Scientific Reports volume 5, Article number: 8063 (2015) | Download Citation

Abstract

Northern and tropical peatlands represent a globally significant carbon reserve accumulated over thousands of years of waterlogged conditions. It is unclear whether moderate drying predicted for northern peatlands will stimulate burning and carbon losses as has occurred in their smaller tropical counterparts where the carbon legacy has been destabilized due to severe drainage and deep peat fires. Capitalizing on a unique long-term experiment, we quantify the post-wildfire recovery of a northern peatland subjected to decadal drainage. We show that the moderate drop in water table position predicted for most northern regions triggers a shift in vegetation composition previously observed within only severely disturbed tropical peatlands. The combined impact of moderate drainage followed by wildfire converted the low productivity, moss-dominated peatland to a non-carbon accumulating shrub-grass ecosystem. This new ecosystem is likely to experience a low intensity, high frequency wildfire regime, which will further deplete the legacy of stored peat carbon.

Introduction

Wildfire has been an important disturbance within the boreal region of North America throughout the Holocene1. Numerous studies demonstrate that northern peatlands are resilient to this large scale disturbance2. The ecophysiological traits of Sphagnum mosses that carpet most peatland surfaces lead to an array of negative feedbacks3 that have enabled peatlands to persist for millennia. The high specific yield of peat (the addition of water required to induce a unit rise in the water table position4), limits fluctuations in the water table position, maintaining near saturated conditions. Further, small leaved Sphagnum species that dominate high latitude peatlands resist all but the most intense wildfires by retaining high near-surface moisture contents5. These traits protect the peatland carbon stock from deep peat combustion and allows for the rapid re-establishment of ecosystem function and the return to a net carbon storage within several years post-fire6.
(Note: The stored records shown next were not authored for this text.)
PR #2039, opened 2023-09-07
codecs: add md5_file API

0528Mike:
## Summary

Add the API for 'md5_file' to directly obtain the digest value by passing in the file path

## Impact
None
## Testing
None

### DIFF
--- a/netutils/codecs/md5.c
+++ b/netutils/codecs/md5.c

Major hydrological disruption in tropical peatlands has resulted in catastrophic wildfires and the loss of peatland ecosystems. In 1997, wildfires in drained Indonesian peatlands led to the release of 0.95–2.57 Gt of carbon into the atmosphere7,8. While peatlands at high latitudes are not in general subject to the intensive drainage occurring in tropical regions, projected increases in evapotranspiration with climate change will likely exceed precipitation increases across the boreal region, leading to drying of these northern peatlands9. The boreal wildfire regime is also shifting in conjunction with this climate-induced drying. The annual area burned across boreal North America doubled between 1960 and 199010 and is projected to increase by up to a further 118% by 210011 if wildfire is not limited by fuel availability12. The vulnerability of northern peatlands to these changes is unknown, yet it is critical for predicting the fate of northern high latitude carbon stocks.

To investigate the fate of high latitude carbon stocks following drainage and wildfire, we capitalized on a unique long-term experiment. A treed fen in Alberta, Canada was partially drained for silviculture in 1983. The water table position was immediately lowered by about 0.25 m, comparable to projections of future water table reductions (ranging from 0.05 to 0.6 m)9. The hydrological impact diminished over time as trenches used for drainage infilled, resulting in a 0.10 m difference in water table position between drained and undrained portions of the fen in 2003. In 2001, a 105,000 ha wildfire burned both the drained and undrained portions of the fen13.

Results

In the absence of drainage, the peatland followed a typical pattern of post-fire recovery6,14 (Figure 1; cycle A). After wildfire, the specific yield remained high (0.59 within the top 0.1 m of the profile)14, maintaining a high water table position (maximum water table depth of 0.13 m during 2010 growing season). This likely promoted the observed establishment of a moss-dominated ground layer within a decade since fire (Figure 2a). This reestablishment of the peatland ecosystems results in a net accumulation of carbon 10 years post disturbance6 which will begin to offset carbon lost during the wildfire. This stable pattern of vegetation succession promotes peat accumulation and is exemplifying the resilience of peatlands to fire.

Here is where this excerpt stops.